• _Task to carry out_:
Print every line of the material exactly.

***** Provided records

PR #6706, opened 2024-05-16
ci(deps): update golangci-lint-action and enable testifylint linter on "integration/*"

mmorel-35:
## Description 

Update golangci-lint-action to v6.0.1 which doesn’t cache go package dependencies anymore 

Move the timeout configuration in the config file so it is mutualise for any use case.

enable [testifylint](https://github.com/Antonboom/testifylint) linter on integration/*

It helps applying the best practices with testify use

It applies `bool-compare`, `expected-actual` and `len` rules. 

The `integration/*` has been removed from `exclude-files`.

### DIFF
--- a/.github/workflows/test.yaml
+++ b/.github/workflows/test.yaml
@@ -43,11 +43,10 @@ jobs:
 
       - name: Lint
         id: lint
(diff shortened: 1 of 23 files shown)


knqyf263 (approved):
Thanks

**********

• _Output_:
PR #6706, opened 2024-05-16
ci(deps): update golangci-lint-action and enable testifylint linter on "integration/*"

mmorel-35:
## Description 

Update golangci-lint-action to v6.0.1 which doesn’t cache go package dependencies anymore 

Move the timeout configuration in the config file so it is mutualise for any use case.

enable [testifylint](https://github.com/Antonboom/testifylint) linter on integration/*

It helps applying the best practices with testify use

It applies `bool-compare`, `expected-actual` and `len` rules. 

The `integration/*` has been removed from `exclude-files`.

### DIFF
--- a/.github/workflows/test.yaml
+++ b/.github/workflows/test.yaml
@@ -43,11 +43,10 @@ jobs:
 
       - name: Lint
         id: lint
(diff shortened: 1 of 23 files shown)


knqyf263 (approved):
Thanks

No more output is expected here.